Private Credit | 5 Points of Attention for Investors in the Purchase of Brazilian Receivables

Brazilian Receivables Funds (known as FIDCs), financial institutions and other investors acquire and advance more than BR$100 billion in trade receivables annually, originated by companies in their sales of products and services.

From the legal disputes that arise from sales of receivables, we identified points that acquirers should pay attention in order to mitigate risks linked to this type of transaction.

See below 5 of these key points in the acquisition of receivables by FIDCs, financial institutions, and other investors:

1. Do Due Diligence on Receivables to be Prepaid: FIDCs, financial institutions, and investors acquire receivables performed (the majority) or to be performed.

With regard to “performed”, the investor must (i) confirm that the seller is the legitimate holder of the receivables, (ii) review the documentation that supports the credit rights, such as commercial contract and invoice issued, and (iii) confirm with the debtor of the receivables that they are owed and there is no commercial dispute between the supplier (credit seller) and the debtor.

2. Specify the Underlying Receivables in the Purchase Agreement: The Receivables Purchase Agreement must provide for the main specifications of the receivables, in order to individualize them and, thus, ensure their right of assignment vis-à-vis the supplier, the debtor and third parties.

For continuous receivables assignment programs, details of the receivables to be assigned should preferably be attached to the Receivables Purchase Agreement, which may be updated or replaced as new receivables are negotiated.

3. Notify and Obtain Acknowledge from the Debtor Regarding the Assignment of Receivables: This is one of the crucial points in the acquisition and anticipation of credit rights.
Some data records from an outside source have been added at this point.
PR #5469, opened 2025-08-19
Highcharts | Add PieChart

tycup:
- DonutChart is a variant of PieChart, so the `plotOptions.pie.innerSize` setting is moved out of the global options; otherwise, a default PieChart would automatically become a DonutChart. Consumers are instructed to supply the `innerSize` setting themselves in documentation.

- Documentation reordered to show PieChart first due to the above.

### DIFF
--- a/.changeset/quiet-hairs-try.md
+++ b/.changeset/quiet-hairs-try.md
@@ -1,0 +1,8 @@
+---
+"@salt-ds/highcharts-theme": minor
+---
+
+- Added PieChart
+- Since DonutChart is a variant of PieChart,the plotOptions.pie.innerSize setting is moved out of the global options; otherwise, a default PieChart would automatically become a DonutChart
+- Consumers are instructed to supply the innerSize setting themselves in documentation.
+- Documentation reordered to show PieChart first due to the above.
--- a/packages/highcharts-theme/src/highcharts-options-salt.ts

Observe the rules of art. 290 of the Brazilian Civil Code, which requires that the debtor of the assigned receivable be notified of the assignment and declare that he or she is aware of it, is a key precaution for investors.

According to market practice and caselaw, the format of notification and acknowledgment of the debtor may occur in various ways, but within accepted limits.

4. Ensure the Right of Recourse in Key Situations: Although the advance of receivables is commonly signed without recourse against the seller (i.e., the credit risk is assumed by the investor), the investor must ensure the right of recourse against the seller if (i) there are defects in the documentation that originated the receivables that invalidate them or make them unenforceable, (ii) there is a dispute with third parties over their ownership, (iii) if there is a commercial dispute over the receivables between the seller and the debtor, or the commercial contract has been annulled or amended, without the investor’s consent, among other events.

5. Protect Your Assignment of Receivables: In addition to notifying and informing the debtor of a specific assignment of receivables, consider registering the Receivables Purchase Agreement with the Brazilian Registry of Titles and Deeds of the seller’s jurisdiction.

Although it is not a condition for the validity and enforceability of the assignment, registration will publicize the assignment and guarantee seniority rights in the face of third-party disputes.

The above points of attention are important to be considered by FIDCs, financial institutions and other investors in credit rights, aiming to mitigate some of the main risks involved in a market with great opportunities.